Arms Races Are the Only Thing the Soviets Can Do Well

Finally — even if one believes the Soviets will honor their commitments to make arms cuts and that no build-up in Soviet forces will ensue until the cuts have been faithfully implemented — it is simply wrongheaded to think the United States will be advantaged should Moscow decide to resume its campaign to accrue military power. As a practical matter, the one thing the Soviets have shown their system to be relatively good at is amassing weapons.

By contrast, the United States has never been able to compete quantitatively in arms with the USSR; it is unlikely to be able to do so in the future. The U.S. industrial base is already experiencing significant contractions in the face of sustained reductions in the defense budget over the past five years. Moreover, Congressional willingness to invest the necessary sums — even if confronted by a Soviet resumption of its build-up of recent years — can hardly be assumed.

What is more, as the numbers of weapons each side can legally deploy are reduced, the incentives for the Soviets to exploit their production infrastructure to reestablish favorable "correlations of forces" will only increase. In this connection, it is worth noting that the START treaty is likely to produce warhead-to-target ratios that are more advantageous to the USSR than the pre-treaty situation. Were they to choose, following an agreement, to produce larger numbers of strategic missiles than are permitted, the Soviets could do so at relatively small cost and obtain still better attack capabilities than they enjoy at present.

"Stand-Down" on Further, Hasty Concessions to Gorbachev

What is true for the arms control arena is equally true for other areas in which U.S.-Soviet cooperation is being intensively pursued. Under present circumstances, it simply makes neither economic nor strategic sense to promote sizeable Western investments in the USSR, to facilitate Moscow’s access to untied loans (e.g., syndications and bonds) and U.S. government-guaranteed credits or to liberalize Soviet access to dual-use technology.

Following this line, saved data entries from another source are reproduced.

PR #113, opened 2026-09-03
Official Task Variations (2/3): Make Scoring more Composable

kargibora:
## Problem

Pairwise, Elo, and MT-Bench used separate scoring and reporting paths. Metric parameters were also split between task definitions and runner code. Adding a metric could therefore require changes in several pipelines.

Elo also handled fitting, bootstrap aggregation, calibration, and rendering inside its runner. This made the scoring boundary difficult to reuse.

## Changes

- Add configured, stateless metric classes with `calculate(battles)` and `render(result)` methods.
- Add the shared metric functions `available_metrics()`, `build_metric()`, `build_metrics()`, `calculate_metrics()`, and `render_metrics()`.
- Add declarative `MetricSpec` and `ScoringSpec` task configuration.
- Pass metric parameters through `MetricSpec.parameters`.
- Use one scoring boundary: battle dataframe to metric calculation to plain result dictionary.
- Use the same metric construction and execution path for pairwise, Elo, and MT-Bench.
- Move report models into `judgearena/reports.py`.
- Move PairScore temperature calibration into `judgearena/benchmarks/elo/calibration.py`.
- Make Bradley-Terry own fitting, bootstrap ratings, human-reference ratings, uncertainty, and MAE.
- Preserve aligned instruction fields, such as category and language, when pairwise runners build battle rows.
- Build MT-Bench rows with explicit model names and direct or reversed orientation.

## Parsed preferences and Soft Elo

Soft Elo uses the continuous preference returned by the configured parser. Verdict, token-logprob, and custom parser preferences are not replaced with PairScore parsing.

Temperature adjustment and calibration remain specific to `PairScore`. PairScore calibration reads the raw A/B scores stored in `JudgeAnnotation.parsed`.

The scoring path is:

```text
JudgeParser
└── ParsedPreference
    └── canonical numeric pref
        └── battle dataframe
            └── configured metrics
                └── plain result dictionaries
```

Metrics consume the numeric `pref` column. Structured parser evidence remains on the judge annotation and can be added to battle rows later when a metric has a defined use for it.

## Task configuration

Metrics and their parameters are selected in task YAML:

```yaml
scoring:
  metrics:
    - metric: pairwise_win_rate
      breakdown_by: [category]
    - metric: bradley_terry
      parameters:
        n_bootstraps: 0
        soft: false
```

Runners use the same execution path:

```python
metrics = build_metrics(protocol.scoring.metrics)
results = calculate_metrics(battles, metrics)
```

Runtime-only values, such as a random number generator, remain explicit and are not serialized as metric configuration.

A new metric needs a configured metric class, its calculation and rendering methods, one internal registry entry, and a task YAML entry. It does not need a separate scoring implementation in each runner.

## Tests

The tests cover shared metric construction, configuration validation, pairwise and MT-Bench battle rows, hard and soft Bradley-Terry behavior, PairScore calibration, generic continuous parser preferences, report rendering, and runtime dependencies.

```bash
uv run pytest -q tests
```

Result: `328 passed` locally.

### Raw diff

Relative to #108 at `95b7e12`. Parent changes are excluded. Pre-existing tests are restored; remaining test reductions apply only to stack-added coverage.

|---|---:|---:|---:|
| Production Python | 1,202 | 568 | 1,770 |
| Tests | 1,019 | 109 | 1,128 |
| YAML and documentation | 33 | 10 | 43 |
| **Total** | **2,254** | **687** | **2,941** |

```
 ┌──────────────────────────────┬───────────────┐
 │ Type of change               │ Estimated LoC │
 ├──────────────────────────────┼───────────────┤
 │ New implementation           │ 420–470       │
 ├──────────────────────────────┼───────────────┤
 │ Moved or extracted code      │ 270–320       │
 ├──────────────────────────────┼───────────────┤
 │ Small refactors and wrappers │ 150–190       │
 ├──────────────────────────────┼───────────────┤
 │ Removed implementation       │ 20–40         │
 └──────────────────────────────┴───────────────┘
```
 The new implementation is mainly the composable metric framework and length-controlled win-rate calculation.

 Most of the movement comes from taking calibration, Bradley–Terry calculation, and report rendering out of the Elo runner. These were moved into dedicated metric, calibration, and report modules. The runner changes are therefore mostly extraction and integration rather than new calculation code.


judgearena/benchmarks/elo/calibration.py
```diff
@@ -0,0 +1,143 @@
+"""PairScore temperature calibration against human arena preferences."""
```
kargibora, line 1: This script should be self-contained. It was sitting on the `runner.py` which was making it harder to read; so its a simple refactor and not a new capability. It's only purpose is to use some rows to calculate a temperature.

judgearena/benchmarks/elo/rating.py
```diff
@@ -142,7 +142,9 @@ def prefs_to_battle_results(
     for pref, is_pos_a, opponent in zip(
         prefs, our_model_is_position_a, opponent_models, strict=True
     ):
-        if _is_nan_pref(pref) or pref == 0.5:
+        if _is_nan_pref(pref):
```
kargibora, line 145: Making nan pref's tie does not make sense. Tie is basically a indicator that both models perform same. ELO calculation for example makes these model ELO's closer to each other if they are tie. Thus it should be marked as NaN correctly.

judgearena/benchmarks/elo/runner.py
```diff
@@ -13,130 +13,36 @@
...
-from judgearena.utils.eval import PrefSummary, Report
+from judgearena.utils import cache_function_dataframe
 
 if TYPE_CHECKING:
     from judgearena.config import RunConfig
 
 logger = get_logger(__name__)
 
 
-class EloReport(Report):
```
kargibora, line 47: Moved into `report.py`. Metric reporting is now contained within the metric, so they are re-usable. `Report` is just collection of `key:values` which we want to add to the result.

judgearena/benchmarks/elo/runner.py
```diff
@@ -395,124 +300,26 @@ def run_judge() -> pd.DataFrame:
...
-            for p, is_pos_a in zip(prefs, our_model_is_position_a, strict=True)
-        ]
-    )
-    summary = compute_pref_summary(prefs_normalized)
-
     # Anchor the llm-judge battles against the human arena battles. These are
     # rebuilt from the (revision-pinned) arena, not persisted per run.
     df_arena = arena_anchor_battles(df_arena_all)
 
-    df_results = pd.concat([df_llm_judge, df_arena], ignore_index=True)
```
kargibora, line 422: No need for all the `calibration` code within the runner.

judgearena/benchmarks/elo/runner.py
```diff
@@ -540,83 +347,65 @@ def run_judge() -> pd.DataFrame:
...
-    method_label = "Soft-ELO" if use_soft else "ELO"
-
-    # Count battles per model across the combined results
-    battle_counts: dict[str, int] = {}
-    for _, row in df_results.iterrows():
-        battle_counts[row["model_a"]] = battle_counts.get(row["model_a"], 0) + 1
-        battle_counts[row["model_b"]] = battle_counts.get(row["model_b"], 0) + 1
-
-    pref_col = "pref" if use_soft else "pref_hard"
-    bootstrap_ratings: list[dict[str, float]] = []
```
kargibora, line 568: These are `metrics`. Not related to the `runner.py`. Thus they are moved into the classes which is going to use, in this case, `BradleyTerryMetric` which is basically ELO.

judgearena/benchmarks/elo/runner.py
```diff
@@ -540,83 +347,65 @@ def run_judge() -> pd.DataFrame:
...
+    # anchors keep these columns null. Focal metrics can therefore consume the
+    # same combined battle table as Bradley-Terry without knowing this runner.
+    repeats = max(1, len(df_llm_judge) // max(1, len(our_completions)))
+    row_our_completions = (list(our_completions) * repeats)[: len(df_llm_judge)]
+    row_opponent_completions = (list(opponent_completions) * repeats)[
+        : len(df_llm_judge)
     ]
-    elo_mean = (
-        float(np.mean(model_rating_values)) if model_rating_values else float("nan")
+    focal_is_a = pd.Series(our_model_is_position_a, dtype="bool")
```
kargibora, line 368: Normalizes some column. I want to make the boundaries more clear so datasets are interchangable at the core (basically arena and pairwise pipelines almost same. The dataset includes a prompt and two responses, in arena it is between each model and in pairwise, it is between some baseline and other models. For now as we already normalized ELO datasets, this will allow us to use pairwise metrics easily (lenght contorlled etc).

judgearena/benchmarks/elo/runner.py
```diff
@@ -540,83 +347,65 @@ def run_judge() -> pd.DataFrame:
...
+            "bradley_terry": {
+                "n_bootstraps": cfg.elo.n_bootstraps,
+                "baseline_model": cfg.elo.baseline_model,
+                "soft": cfg.elo.soft_elo,
+            },
+        },
     )
-    elo_std = (
-        float(np.std(model_rating_values)) if model_rating_values else float("nan")
+    metric_results = calculate_metrics(
```
kargibora, line 395: Pay-off. This will handle any metrics. No need to change anything in the pipeline when we add newer metric.

judgearena/benchmarks/elo/scoring.py
```diff
@@ -1,28 +1,207 @@
...
+
+@dataclass(frozen=True, kw_only=True)
+class BradleyTerryMetric:
+    """Configured arena-anchored Bradley-Terry calculation."""
+
+    n_bootstraps: int = 0
+    baseline_model: str | None = None
+    soft: bool = True
+
+    def __post_init__(self) -> None:
```
kargibora, line 22: This allow us to construct the class without setting some default values in the init.

judgearena/benchmarks/pairwise/scoring/metrics.py
```diff
@@ -0,0 +1,287 @@
...
+
+def _has_separation(x: np.ndarray, outcomes: np.ndarray) -> bool:
+    positive = x[outcomes > 0]
+    negative = x[outcomes < 1]
+    if not len(positive) or not len(negative):
+        return True
+    return bool(positive.max() <= negative.min() or negative.max() <= positive.min())
+
+
+def _fit_length_model(
```
kargibora, line 165: Estimate the effect of the length differences in predicting the winrate.

judgearena/benchmarks/pairwise/runner.py
```diff
@@ -102,13 +102,36 @@ def run_pairwise(cfg: "RunConfig", resolved_task: ResolvedTaskSpec | None = None
...
+        "completion_baseline",
+        "pref",
+        "orientation",
+        "judge",
+        "judge_prompt_preset",
+        "judge_temperature",
+        "judge_max_out_tokens",
+        *instructions_df.columns,
+    }
+    missing_groups = sorted(
```
kargibora, line 133: Allow us to group_by orientation for example (shows normal and swapped winrates), or any category/lang exist in the task (allow us to also report winrates per lang easily).

judgearena/utils/eval.py
```diff
@@ -44,141 +42,10 @@ def compute_pref_summary(prefs: pd.Series) -> PrefSummary:
     )
 
 
-class Report(BaseModel, abc.ABC):
```
kargibora, line 47: Moved into `report.py`

judgearena/reports.py
```diff
@@ -0,0 +1,90 @@
...
+        arbitrary_types_allowed=True,
+        populate_by_name=True,
+        protected_namespaces=(),
+        use_attribute_docstrings=True,
+    )
+
+    @computed_field
+    @property
+    def schema_version(self) -> str:
+        return "1"
```
ErlisLushtaku, line 25: The saved result layout changes from flattened summary fields to a nested `metrics` object, however `schema_version` stays at `1`. Should we bump this?

judgearena/tasks/schema/metrics.py
```diff
@@ -0,0 +1,36 @@
...
+from pydantic import Field, model_validator
+
+from judgearena.tasks.schema.base import StrictFrozenModel
+
+
+class MetricSpec(StrictFrozenModel):
+    """One named calculation over a battle dataframe."""
+
+    metric: str = Field(min_length=1)
+    group_by: tuple[str, ...] = ()
```
ErlisLushtaku: `group_by: [category, turn]` normally means one grouping by the `(category, turn)` unique combination, however [the executor](https://github.com/OpenEuroLLM/JudgeArena/blob/6bb0a652a8de0a49112e21bbc5efef9284b9dfab/judgearena/benchmarks/scoring.py#L103) calculates a separate breakdown for each field. Should we rename this to something like `breakdown_by` so isn't confused?

judgearena/reports.py
kargibora: I think we can leave it out as it is. Current versioning is hard to track as we are casually improving architecture. This is meaningful when our repo is stable and we introduce things slowly (imo)

ErlisLushtaku: Makes sense

ErlisLushtaku (approved):
Just a small concern regarding the semantics of group_by.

In both arms control negotiations and the array of economic, financial and technological initiatives now underway, the United States would be well advised to keep its powder dry. Instead of offering sweeping concessions, the United States now should: maintain an effective and qualitatively robust military posture with which Moscow finds itself unable to compete; eschew arms control deals that would compromise that posture; and deny the Soviet Union access to large-scale Western economic, financial and technology resources unless and until wholesale transformation of the Soviet system occurs.

Such a policy offers a double benefit: It properly safeguards U.S. security interests during a period of grave uncertainty about the USSR’s future course and it maintains the pressure for genuine, systemic reform there — the sort of change needed to effect a meaningful and lasting diminution in the Soviet threat.